Repeat precisely the span of lines below that opens with the line containing "PR #29, opened 2023-08-25" and closes with the line containing "The new UI is", both included.

Records contained in a dataset
*** Begin section ***
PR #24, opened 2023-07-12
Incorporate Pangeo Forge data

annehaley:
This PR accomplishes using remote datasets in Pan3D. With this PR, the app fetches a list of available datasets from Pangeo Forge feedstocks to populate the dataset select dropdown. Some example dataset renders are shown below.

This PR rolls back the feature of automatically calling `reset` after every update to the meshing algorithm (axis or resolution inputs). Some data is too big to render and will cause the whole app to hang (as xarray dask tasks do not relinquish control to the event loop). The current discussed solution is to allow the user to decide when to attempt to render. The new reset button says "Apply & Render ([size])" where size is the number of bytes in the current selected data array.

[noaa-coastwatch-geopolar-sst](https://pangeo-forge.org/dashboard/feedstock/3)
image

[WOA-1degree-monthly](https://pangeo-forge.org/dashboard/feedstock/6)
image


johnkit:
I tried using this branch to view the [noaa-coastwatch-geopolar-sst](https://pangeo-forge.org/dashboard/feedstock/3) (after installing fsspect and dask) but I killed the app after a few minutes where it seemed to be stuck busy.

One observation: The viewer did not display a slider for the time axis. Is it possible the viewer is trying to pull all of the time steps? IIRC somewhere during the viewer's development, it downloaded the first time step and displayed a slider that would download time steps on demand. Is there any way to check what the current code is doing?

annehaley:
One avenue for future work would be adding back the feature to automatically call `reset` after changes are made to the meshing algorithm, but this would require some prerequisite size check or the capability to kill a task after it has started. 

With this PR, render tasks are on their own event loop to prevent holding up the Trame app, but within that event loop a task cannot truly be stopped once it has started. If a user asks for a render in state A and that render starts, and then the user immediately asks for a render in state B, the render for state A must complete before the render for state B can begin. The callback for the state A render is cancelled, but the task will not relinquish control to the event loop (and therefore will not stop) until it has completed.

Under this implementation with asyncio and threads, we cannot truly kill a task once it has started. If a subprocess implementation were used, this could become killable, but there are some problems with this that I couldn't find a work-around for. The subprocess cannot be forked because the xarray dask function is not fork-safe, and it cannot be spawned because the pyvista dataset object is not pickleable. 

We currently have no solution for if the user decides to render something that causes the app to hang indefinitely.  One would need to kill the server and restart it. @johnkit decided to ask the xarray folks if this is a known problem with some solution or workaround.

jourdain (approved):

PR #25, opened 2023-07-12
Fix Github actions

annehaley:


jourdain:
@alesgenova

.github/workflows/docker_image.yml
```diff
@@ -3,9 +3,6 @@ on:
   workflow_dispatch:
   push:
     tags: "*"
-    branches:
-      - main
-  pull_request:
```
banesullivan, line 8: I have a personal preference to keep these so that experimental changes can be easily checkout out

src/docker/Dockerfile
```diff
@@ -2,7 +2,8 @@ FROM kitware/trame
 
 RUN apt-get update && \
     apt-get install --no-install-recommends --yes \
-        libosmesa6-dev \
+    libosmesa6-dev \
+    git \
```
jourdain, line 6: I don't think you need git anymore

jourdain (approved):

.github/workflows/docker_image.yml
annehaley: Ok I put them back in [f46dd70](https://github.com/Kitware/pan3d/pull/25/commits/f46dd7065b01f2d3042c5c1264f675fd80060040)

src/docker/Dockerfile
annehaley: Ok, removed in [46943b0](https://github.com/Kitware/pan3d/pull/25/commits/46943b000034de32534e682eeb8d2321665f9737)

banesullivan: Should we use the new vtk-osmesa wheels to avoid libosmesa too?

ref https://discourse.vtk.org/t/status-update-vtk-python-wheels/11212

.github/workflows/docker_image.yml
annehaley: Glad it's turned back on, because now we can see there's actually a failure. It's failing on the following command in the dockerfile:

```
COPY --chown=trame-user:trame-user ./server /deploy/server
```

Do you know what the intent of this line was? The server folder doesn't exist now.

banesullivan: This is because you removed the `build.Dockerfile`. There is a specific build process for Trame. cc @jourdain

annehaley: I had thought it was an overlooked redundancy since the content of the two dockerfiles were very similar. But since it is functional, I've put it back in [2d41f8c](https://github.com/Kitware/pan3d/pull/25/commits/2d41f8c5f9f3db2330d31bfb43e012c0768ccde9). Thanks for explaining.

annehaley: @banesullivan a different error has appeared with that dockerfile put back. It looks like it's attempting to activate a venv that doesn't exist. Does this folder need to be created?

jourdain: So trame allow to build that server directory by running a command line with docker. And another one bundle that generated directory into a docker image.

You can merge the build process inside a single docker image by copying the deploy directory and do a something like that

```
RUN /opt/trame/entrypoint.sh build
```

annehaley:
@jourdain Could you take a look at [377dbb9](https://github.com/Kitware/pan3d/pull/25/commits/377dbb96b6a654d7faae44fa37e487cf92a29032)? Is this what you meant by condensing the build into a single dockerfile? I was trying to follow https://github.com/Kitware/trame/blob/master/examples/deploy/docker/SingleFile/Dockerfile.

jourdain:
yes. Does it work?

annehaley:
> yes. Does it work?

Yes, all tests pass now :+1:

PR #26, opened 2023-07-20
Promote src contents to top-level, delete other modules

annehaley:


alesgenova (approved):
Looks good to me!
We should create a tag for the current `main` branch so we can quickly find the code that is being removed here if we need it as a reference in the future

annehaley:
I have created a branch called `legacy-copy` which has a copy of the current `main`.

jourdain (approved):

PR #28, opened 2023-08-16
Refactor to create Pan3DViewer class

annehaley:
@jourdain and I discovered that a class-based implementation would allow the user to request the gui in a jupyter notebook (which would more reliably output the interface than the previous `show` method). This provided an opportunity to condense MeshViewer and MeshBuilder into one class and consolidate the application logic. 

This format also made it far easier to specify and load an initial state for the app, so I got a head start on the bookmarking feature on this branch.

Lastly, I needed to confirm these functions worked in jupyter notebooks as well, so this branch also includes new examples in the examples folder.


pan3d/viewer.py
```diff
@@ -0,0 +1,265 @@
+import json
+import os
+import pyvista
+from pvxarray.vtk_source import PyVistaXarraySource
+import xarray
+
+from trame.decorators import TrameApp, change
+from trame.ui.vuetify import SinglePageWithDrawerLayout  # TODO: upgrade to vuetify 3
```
*** End section ***
*** Begin section ***
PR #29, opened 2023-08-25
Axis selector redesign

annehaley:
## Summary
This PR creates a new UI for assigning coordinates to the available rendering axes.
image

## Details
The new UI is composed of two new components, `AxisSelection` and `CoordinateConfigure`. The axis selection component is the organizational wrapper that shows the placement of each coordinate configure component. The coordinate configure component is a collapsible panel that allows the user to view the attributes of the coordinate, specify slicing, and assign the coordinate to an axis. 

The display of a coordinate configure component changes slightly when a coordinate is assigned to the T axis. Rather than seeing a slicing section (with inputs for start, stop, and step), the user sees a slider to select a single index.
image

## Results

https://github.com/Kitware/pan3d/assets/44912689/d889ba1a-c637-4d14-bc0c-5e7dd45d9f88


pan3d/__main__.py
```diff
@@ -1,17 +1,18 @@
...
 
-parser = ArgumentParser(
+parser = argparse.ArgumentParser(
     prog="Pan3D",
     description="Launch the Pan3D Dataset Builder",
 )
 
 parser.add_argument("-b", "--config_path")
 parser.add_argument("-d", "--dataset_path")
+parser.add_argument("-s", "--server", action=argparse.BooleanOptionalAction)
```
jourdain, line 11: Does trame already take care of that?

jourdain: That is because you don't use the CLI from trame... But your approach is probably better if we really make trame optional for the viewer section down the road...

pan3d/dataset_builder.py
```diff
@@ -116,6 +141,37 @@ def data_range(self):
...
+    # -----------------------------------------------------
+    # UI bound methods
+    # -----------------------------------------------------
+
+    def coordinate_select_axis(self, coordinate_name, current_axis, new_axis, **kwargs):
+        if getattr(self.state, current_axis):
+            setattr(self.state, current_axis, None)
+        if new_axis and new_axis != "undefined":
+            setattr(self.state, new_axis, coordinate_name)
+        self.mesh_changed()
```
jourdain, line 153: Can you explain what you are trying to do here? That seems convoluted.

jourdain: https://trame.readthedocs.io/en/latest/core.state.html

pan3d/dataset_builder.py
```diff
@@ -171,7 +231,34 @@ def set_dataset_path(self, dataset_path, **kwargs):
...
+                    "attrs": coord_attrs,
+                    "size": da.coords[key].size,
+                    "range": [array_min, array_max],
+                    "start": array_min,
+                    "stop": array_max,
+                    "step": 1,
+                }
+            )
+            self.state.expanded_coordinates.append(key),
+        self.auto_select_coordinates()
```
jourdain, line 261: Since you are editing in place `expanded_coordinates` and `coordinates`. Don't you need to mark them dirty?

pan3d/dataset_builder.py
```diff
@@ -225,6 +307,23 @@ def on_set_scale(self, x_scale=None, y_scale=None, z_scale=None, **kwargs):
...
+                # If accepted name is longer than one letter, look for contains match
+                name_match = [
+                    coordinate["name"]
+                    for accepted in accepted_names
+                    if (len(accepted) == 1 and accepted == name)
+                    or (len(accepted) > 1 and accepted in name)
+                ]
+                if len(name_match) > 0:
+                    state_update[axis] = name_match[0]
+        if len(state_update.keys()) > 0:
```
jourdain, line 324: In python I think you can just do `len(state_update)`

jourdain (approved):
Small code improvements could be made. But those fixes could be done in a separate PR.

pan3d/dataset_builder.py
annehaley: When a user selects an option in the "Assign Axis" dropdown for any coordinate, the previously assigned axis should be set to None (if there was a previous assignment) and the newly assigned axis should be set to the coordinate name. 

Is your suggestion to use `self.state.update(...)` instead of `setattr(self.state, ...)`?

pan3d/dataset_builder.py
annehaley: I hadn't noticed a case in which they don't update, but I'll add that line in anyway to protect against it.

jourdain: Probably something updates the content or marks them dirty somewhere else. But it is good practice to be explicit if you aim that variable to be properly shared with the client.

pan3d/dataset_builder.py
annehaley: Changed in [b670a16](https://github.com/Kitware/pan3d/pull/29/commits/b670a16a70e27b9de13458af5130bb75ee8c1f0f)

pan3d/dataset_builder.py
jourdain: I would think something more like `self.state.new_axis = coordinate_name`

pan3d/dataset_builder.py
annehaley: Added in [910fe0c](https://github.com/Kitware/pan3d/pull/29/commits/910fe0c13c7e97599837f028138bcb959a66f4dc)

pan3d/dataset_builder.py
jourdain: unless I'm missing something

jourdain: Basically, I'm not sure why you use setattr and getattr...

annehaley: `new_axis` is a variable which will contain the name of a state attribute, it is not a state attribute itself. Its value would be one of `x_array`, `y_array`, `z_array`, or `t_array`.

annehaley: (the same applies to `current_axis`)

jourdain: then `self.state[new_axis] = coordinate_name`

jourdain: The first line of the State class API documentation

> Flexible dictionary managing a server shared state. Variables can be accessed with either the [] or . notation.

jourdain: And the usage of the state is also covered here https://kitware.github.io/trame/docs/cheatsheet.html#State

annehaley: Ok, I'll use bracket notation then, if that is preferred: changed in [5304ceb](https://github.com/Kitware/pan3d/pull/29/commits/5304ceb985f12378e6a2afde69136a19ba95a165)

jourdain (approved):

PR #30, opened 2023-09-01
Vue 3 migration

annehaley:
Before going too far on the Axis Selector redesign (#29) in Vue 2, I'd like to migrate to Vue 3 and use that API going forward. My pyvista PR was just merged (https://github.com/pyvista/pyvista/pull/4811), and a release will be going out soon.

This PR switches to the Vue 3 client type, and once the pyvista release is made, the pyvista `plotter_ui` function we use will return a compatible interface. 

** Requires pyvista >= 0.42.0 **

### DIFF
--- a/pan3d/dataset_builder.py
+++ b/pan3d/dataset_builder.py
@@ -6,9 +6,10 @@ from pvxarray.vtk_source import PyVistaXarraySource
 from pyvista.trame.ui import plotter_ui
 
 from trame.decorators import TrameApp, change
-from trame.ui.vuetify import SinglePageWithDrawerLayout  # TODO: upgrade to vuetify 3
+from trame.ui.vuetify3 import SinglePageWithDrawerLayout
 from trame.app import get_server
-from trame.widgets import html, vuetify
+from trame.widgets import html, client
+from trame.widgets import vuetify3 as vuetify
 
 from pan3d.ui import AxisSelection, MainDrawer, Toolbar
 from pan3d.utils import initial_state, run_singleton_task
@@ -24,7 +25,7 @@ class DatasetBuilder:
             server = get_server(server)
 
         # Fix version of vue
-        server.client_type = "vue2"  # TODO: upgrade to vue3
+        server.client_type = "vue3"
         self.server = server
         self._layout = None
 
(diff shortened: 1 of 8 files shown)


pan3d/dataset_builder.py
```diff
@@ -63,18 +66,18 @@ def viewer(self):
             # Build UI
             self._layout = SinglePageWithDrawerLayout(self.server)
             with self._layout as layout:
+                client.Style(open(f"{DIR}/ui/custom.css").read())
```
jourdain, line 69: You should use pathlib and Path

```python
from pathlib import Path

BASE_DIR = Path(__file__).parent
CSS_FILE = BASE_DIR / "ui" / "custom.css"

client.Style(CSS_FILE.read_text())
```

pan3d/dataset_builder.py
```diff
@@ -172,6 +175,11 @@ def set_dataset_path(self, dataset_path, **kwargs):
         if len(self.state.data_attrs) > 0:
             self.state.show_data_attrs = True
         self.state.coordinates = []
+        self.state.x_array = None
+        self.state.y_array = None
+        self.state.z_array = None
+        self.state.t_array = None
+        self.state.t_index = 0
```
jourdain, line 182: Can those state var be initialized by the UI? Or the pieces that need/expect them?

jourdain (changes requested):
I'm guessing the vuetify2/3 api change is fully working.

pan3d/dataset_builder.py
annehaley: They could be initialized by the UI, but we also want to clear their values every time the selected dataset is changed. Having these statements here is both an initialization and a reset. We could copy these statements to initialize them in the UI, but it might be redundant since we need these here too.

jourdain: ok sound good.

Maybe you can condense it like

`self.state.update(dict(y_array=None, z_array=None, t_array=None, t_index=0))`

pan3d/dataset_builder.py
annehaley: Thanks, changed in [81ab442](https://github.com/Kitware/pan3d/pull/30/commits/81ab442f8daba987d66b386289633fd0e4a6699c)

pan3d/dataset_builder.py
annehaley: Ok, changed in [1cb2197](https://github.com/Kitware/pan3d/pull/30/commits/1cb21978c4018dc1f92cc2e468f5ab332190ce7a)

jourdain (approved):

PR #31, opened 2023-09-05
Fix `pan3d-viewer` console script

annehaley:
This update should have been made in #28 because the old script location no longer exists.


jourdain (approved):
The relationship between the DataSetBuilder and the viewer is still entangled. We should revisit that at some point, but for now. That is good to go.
*** End section ***
Response to the exercise
PR #29, opened 2023-08-25
Axis selector redesign

annehaley:
## Summary
This PR creates a new UI for assigning coordinates to the available rendering axes.
image

## Details
The new UI is composed of two new components, `AxisSelection` and `CoordinateConfigure`. The axis selection component is the organizational wrapper that shows the placement of each coordinate configure component. The coordinate configure component is a collapsible panel that allows the user to view the attributes of the coordinate, specify slicing, and assign the coordinate to an axis. 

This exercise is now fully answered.